The fledgling Maori party was poised yesterday to play a leading role in determining New Zealand's next government after a cliffhanger election.
The election night results Saturday gave Helen Clark's ruling Labour Party 50 seats and the main opposition National Party 49 in the 122-seat parliament, forcing both parties into a a scramble for support from six minor parties holding the remaining 23 seats.
Because of historical differences, both Labour and National would want to avoid dealing with the 15-month old Maori Party if they can. But they may be forced to seek the support of its legislators if rifts between other potential coalition partners cannot be healed.
Tariana Turia formed the Maori Party as an independent voice for New Zealand's indigenous people, who make up about 15 percent of the population.
She resigned from Labour last year over its legislation to block a court ruling that Maori had a right to claim foreshore and seabed areas.
But the party also has little in common with National, which wants to do away with the seven seats set aside for Maori.
Turia was adamant she would not be approaching either Clark or National leader Don Brash. "I think if they want to talk they will call us," she said.
Turia, 61, sees Labour's actions as a betrayal of traditional Maori support for the Labour Party, worse in some ways than the National Party's plans.
"One of them, at least, has stabbed us in the front and the other has stabbed us in the back. Now [our people] see them as being as bad as each other," she said recently.
Clark, who said before the election that she regards the Maori Party as "the last cab off the rank", could form a government if she can command the support of the small United Future and New Zealand First parties.
But both are opposed to working with her main ally, the Greens. If that rift cannot be healed she will have to hail the last cab, and the cab might not be too keen to come.

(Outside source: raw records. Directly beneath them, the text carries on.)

PR #992, opened 2020-12-19
Sip-60  Update

i-stam:
Just a few changes and bugs I found while working on the kovan deployment branch, on order to keep the sip-60 updated.


jacko125 (approved):
thanks !

PR #994, opened 2020-12-21
Use abi.selector() for encoding L2 messages + event renaming

i-stam:
These are the changes required to use abi`.encodeWithSelector`, encodeWithSignature had the advantage that you could see the arguments directly in the encoding e.g. `abi.encodeWithSignature("completeDeposit(address,uint256)", msg.sender, amount);` , whereas now you have to check the interface.

I renamed a couple of events too, just to be more consistent with the rest of them.


justinjmoses (approved):
I'm OK with this in principle, @ajsantander ?

ajsantander (approved):
Looks good!

PR #996, opened 2020-12-22
SIP-97 and SIP 103 - Multi Collateral Loans and sUSD Shorts.

mjs-12:
This PR adds the functionality described in SIP-97 and SIP-103.

The vast majority of the logic is defined in Collateral.sol. This contract manages all the loans associated with its collateral asset. The loans are stored in a corresponding CollateralState.sol contract, to allow us to upgrade functionality without losing the loans.

There are three child contracts that inherit from Collateral.sol, they are:

CollateralEth.sol --> For ETH collateral, handles payable aspects and withdraw patterns.
CollateralErc20.sol --> For ERC20 collaterals, checks allowances and performs transferFrom.
CollateralShort.sol --> For sUSD collateral, allows users to create a loan but receive back sUSD, otherwise known as "short selling".
There is a contract CollateralManager.sol which manages the various collateral contracts and reports information to the Issuer and DebtCache. This contract is also responsible for working out the interest rates that accrue on loans. These rates are stored in CollateralManagerState.sol.


publish/src/commands/deploy.js
```diff
@@ -1224,6 +1223,141 @@ const deploy = async ({
...
+			source: 'CollateralShort',
+			args: [
+				addressOf(collateralShortState),
+				account,
+				addressOf(collateralManager),
+				addressOf(readProxyForResolver),
+				toBytes32('sUSD'),
+				w3utils.toWei('1.5'),
+				w3utils.toWei('500'),
+				addressOf(deployer.getExistingContract({ contract: 'ProxyERC20sUSD' })),
```
jacko125, line 1344: @justinjmoses  We had issues with the prod tests failing on `network = local` when using `ProxysUSD` here for setting up the collateralShort contract and also `ProxyERC20sUSD` was added to kovan / mainnet `versions.json` to allow `deployer.getExistingContract` to pass. 

It seems that on the mainnet and kovan versions.json the `ProxyERC20sUSD` contract is recorded as the `ProxysUSD` because of the legacy migration of the old proxy contracts.

jacko125 (approved):
LGTM the latest changes.

publish/src/commands/deploy.js
justinjmoses: this was a great catch - thanks for adding @jacko125

PR #999, opened 2020-12-22
Increases multicollateral production test coverage

ajsantander:


mjs-12:
Looks good now, we just needed a bit more renBTC for our user to deposit after opening, and the shorted needed some more sETH to cover the small amount of interest accrued on his short.

jacko125 (approved):
LGTM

Turia's co-leader, academic Pita Sharples, has not ruled out talks with National if National is "desperate" -- and if it is desperate, it might have to backtrack on its Maori seats policy.
With emotions running high, Maori Party president Whatarangi Winiata has condemned actions by the two main parties as a move to abrogate the Treaty of Waitangi, signed in 1840 between Maori chiefs and Britain.
New Maori MP Hone Harawira has compared the policies of Brash to those of Adolf Hitler.